史実として戊辰戦争時に、薩長軍が東征軍として彰義隊の残党である振武隊を追って川越城に進駐し、城に隣接する仙波山に駐屯していた。仙波山とは仙波古墳群のある周辺一帯の別名である(熊本には船場川はあっても船場山や仙波山という地はない)。仙波山付近の子供たちが兵士にどこからきたのか尋ね、熊本藩出身の兵士が答える様子が歌詞に描かれているという。「肥後どこさ 熊本さ」という問答は肥後(=熊本)に不案内な関東だからあり得る会話で、官軍に帰順した川越藩の子供たちが、立派な銃を所持している官軍兵士のご機嫌を取っている場面が唄われている、などの説である。

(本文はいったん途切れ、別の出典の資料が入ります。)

PR #521, opened 2022-04-07
Configure Cassandra's own groupIds

aloubyansky:
@ppalaga I wanted to discuss this with you. Here I am configuring groupIds that belong to Cassandra and that other members aren't allowed to override versions for.
The way it works currently, it takes the complete dependency element from the Cassandra BOM and replicates everywhere, including the Camel BOM. Which is why you see the exclusions being removed in from the Camel BOM. In fact, I can preserve inclusions in the Camel BOM but it seems like none of the approaches will be always right. I think the current behavior has more chances to be right in the majority of cases.

### DIFF
--- a/generated-platform-project/quarkus-camel/bom/pom.xml
+++ b/generated-platform-project/quarkus-camel/bom/pom.xml
@@ -284,22 +284,12 @@
             <groupId>org.hdrhistogram</groupId>
             <artifactId>HdrHistogram</artifactId>
           </exclusion>
-          <exclusion>
-            <groupId>com.google.code.findbugs</groupId>
-            <artifactId>jsr305</artifactId>
-          </exclusion>
         </exclusions>
       </dependency>
       <dependency>
         <groupId>com.datastax.oss</groupId>
         <artifactId>java-driver-query-builder</artifactId>
         <version>4.14.0</version>
-        <exclusions>
-          <exclusion>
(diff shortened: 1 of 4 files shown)


ppalaga:
> I am configuring groupIds that belong to Cassandra and that other members aren't allowed to override versions for.

+1 on the idea :-)

> The way it works currently, it takes the complete dependency element from the Cassandra BOM and replicates everywhere, including the Camel BOM. Which is why you see the exclusions being removed in from the Camel BOM. 

findbugs specifically is not a big issue for us (as long as it is managed at some reasonable version, which it is since some time). So this PR is good to go.

There might be other exclusions (such as old specs) that may matter more to us in other future situations similar to this one. For those, it would be nice if Quarkus had some mechanism for sharing bans and dependency replacements. Something like 
* `org.apache.geronimo:spec-foo:*` is banned in extensions, tests, and BOMs (MUST be excluded)
* If such banned artifact is present, a participant's build MUST fail
* If such banned artifact is transitively present in participant's BOM, the given participant version cannot be allowed in the platform or must be sanitized during Platform BOM generation
* Each such ban MAY optionally contain a replacement artifact (such as org.jakarta:jakarta-foo), that (1) MUST be managed and (2) MUST be present in every extension where the original artifact is excluded.

It is vital that all platform participants comply with the same set of bans and replacements.

aloubyansky:
Thanks @ppalaga

PR #530, opened 2022-04-20
Disable Camel JPA tests

jamesnetherton:
Relates to this failure on the nightly build:

https://github.com/quarkusio/quarkus/issues/8593#issuecomment-1098842106


aloubyansky:
@jamesnetherton it failed on other tests now, could you have a look?

jamesnetherton:
> @jamesnetherton it failed on other tests now, could you have a look?

I've never seen those tests fail before. Perhaps a temporary glitch. Can we rerun the workflow?

If it becomes a frequent source of failures, I'll disable those tests and investigate it.

aloubyansky:
Sure, re-running.

PR #555, opened 2022-06-01
Kogito 1.22.1.Final + OptaPlanner 8.22.1.Final

mbiarnes:

Thanks!


aloubyansky:
Re-running

aloubyansky (approved):
Thanks!

aloubyansky:
Do you want this in 2.9.3.Final? Or only 2.10.x?

radtriste:
if we can have it in 2.9.3 that would be great !

aloubyansky:
Ah, sorry, I didn't realize that. Then it'll target 2.10.x, I suppose. BTW, Guillaume is on PTO, in case you notice him being silent.

radtriste:
ok then for 2.10

PR #557, opened 2022-06-07
Disable Camel Google Storage tests

jamesnetherton:
Relates to https://github.com/quarkusio/quarkus/issues/8593#issuecomment-1148271720.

川越の仙波山は、「古狸」と呼ばれた江戸幕府開祖の徳川家康を祀る「日本三大東照宮」の1つ仙波東照宮があることで知られている。
[編集] あんどこゲーム
この手鞠歌を題材としたゲーム。
まず、一辺が2メートル弱の正方形のフィールドを用意し、そこを十字で区切る(区切る線の太さは5センチメートル程度。以後区切られた4区分を、左前、右前、左後ろ、右後ろと呼ぶ)。区切られたフィールドの左後ろに立ち、上述の歌(上のほう)を歌いながらリズムを取って、区分線を飛び越えて左後ろと右後ろを交互に移動(ジャンプ)する。歌詞中に「さ」が出てきた時は区分線を飛び越え前の区分に飛び、次のリズムで後ろに戻る。

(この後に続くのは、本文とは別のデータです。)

PR #560, opened 2022-06-20
Make software.amazon.awssdk groupId owned by the AmazonServices

aloubyansky:
Make software.amazon.awssdk groupId owned by the AmazonServices to avoid a possibiliy for other members to override versions of these dependencies

FYI @ppalaga

### DIFF
--- a/generated-platform-project/quarkus-amazon-services/bom/pom.xml
+++ b/generated-platform-project/quarkus-amazon-services/bom/pom.xml
@@ -222,12 +222,6 @@
         <groupId>software.amazon.awssdk</groupId>
         <artifactId>apache-client</artifactId>
         <version>2.17.166</version>
-        <exclusions>
-          <exclusion>
-            <groupId>commons-logging</groupId>
-            <artifactId>commons-logging</artifactId>
-          </exclusion>
-        </exclusions>
       </dependency>
       <dependency>
         <groupId>software.amazon.awssdk</groupId>
--- a/generated-platform-project/quarkus-camel/bom/pom.xml
+++ b/generated-platform-project/quarkus-camel/bom/pom.xml
@@ -526,12 +526,22 @@
             <groupId>org.hdrhistogram</groupId>
             <artifactId>HdrHistogram</artifactId>
           </exclusion>
+          <exclusion>
+            <groupId>com.google.code.findbugs</groupId>
+            <artifactId>jsr305</artifactId>
+          </exclusion>
         </exclusions>
       </dependency>
       <dependency>
         <groupId>com.datastax.oss</groupId>
         <artifactId>java-driver-query-builder</artifactId>
         <version>4.14.0</version>
+        <exclusions>
+          <exclusion>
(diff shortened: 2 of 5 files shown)


generated-platform-project/quarkus-amazon-services/bom/pom.xml
```diff
@@ -222,12 +222,6 @@
         <groupId>software.amazon.awssdk</groupId>
         <artifactId>apache-client</artifactId>
         <version>2.17.166</version>
-        <exclusions>
-          <exclusion>
-            <groupId>commons-logging</groupId>
-            <artifactId>commons-logging</artifactId>
-          </exclusion>
-        </exclusions>
```
ppalaga, line 230: Could you please add back the exclusions in the BOM generator config?

aloubyansky: The way I decided to do it is to add an option that would allow each member to keep their own exclusions for common dependencies. While aligning the common dependency version is critical, I am not sure whether it's a good idea to allow one member to control exclusions for others, especially if that member didn't do a proper research on that. So I added this, probably, controversial option `keepThirdpartyExclusions` element to member config (which is `true` by default) that allows members to keep their exclusions configured in their original BOMs.
This could make the order of member BOM imports in Quarkus apps significant, although that'll probably be an edge case.
So in this particular change the exclusion from the `quarkus-amazon-services` BOM is removed but for this same constraint in the `quarkus-camel-bom` it is still present.
WDYT @ppalaga and @gsmet?

maxandersen: Not following why we wouldn't want alignment around exclusions be consistent across the platform ?

Users can add explicit exclusions/inclusions if they somehow need it for their usecase, right ?

aloubyansky: I am not sure how to do that automatically so everyone is happy about that. If you have a suggestion, please share. We can configure agreed upon exclusions in the platform config today, it'd be a static config though that would need to be adjusted on changes to the member BOMs, which will be difficult to track.

maxandersen: Couldn't we have the tool apply all exclusions and fail platform build if items added that isn't in a agreed upon list ?

aloubyansky: It wouldn't be much different from simply adding a common dependency constraint with exclusions for all the members, right? This can be done today in the platform config.

aloubyansky: Sorry, I am going to merge it, since I need to upgrade the platform generator for other reasons. Please create an issue if you think we could have a more appropriate default.

ppalaga: I have filed a follow up https://github.com/quarkusio/quarkus-platform-bom-generator/issues/114

PR #565, opened 2022-06-22
Disable temporarely kogito 1.23 failing tests

radtriste:

Thanks!


radtriste:
@aloubyansky not sure why the check failed ...
I run `./mvnw -Dsync` on my local but there is no change ...

PR #714, opened 2022-11-29
DO NOT MERGE - Try upgrading sshd-common to 2.9.2

gsmet:


pom.xml
```diff
@@ -187,6 +187,8 @@
                                     <dependency>io.quarkiverse.vault:quarkus-vault:${quarkus-vault.version}</dependency>
                                     <dependency>io.quarkiverse.vault:quarkus-vault-deployment:${quarkus-vault.version}</dependency>
                                     <dependency>io.quarkiverse.vault:quarkus-vault-model:${quarkus-vault.version}</dependency>
+                                    <!-- Testing sshd-common upgrade -->
+                                    <dependency>org.apache.sshd:sshd-common:2.9.2</dependency>
```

- (左後ろから始めて、)「あんた(右後ろ)・がた(左後ろ)・どこ(右後ろ)・さ(右前)・ひご(右後ろ)・さ(右前)・ひご(右後ろ)・どこ(左後ろ)・さ(左前)…」といった具合に足を動かし移動する。
歌が歌い終わるまで足の運びを間違えなければ成功。
激しく飛びはねるため、室内で行う場合は周囲に物を置かないほうがよい。
この遊びは、当時の一部の小中学生の間で大変流行した(小中学校の中には、教室の床材として木を正方形に区切った物を使用している教室もあり、前述のフィールドが用意しやすい学校があった)。
なお、2001年にテレビ「伊東家の食卓」内のコーナー「大発見」でも紹介された。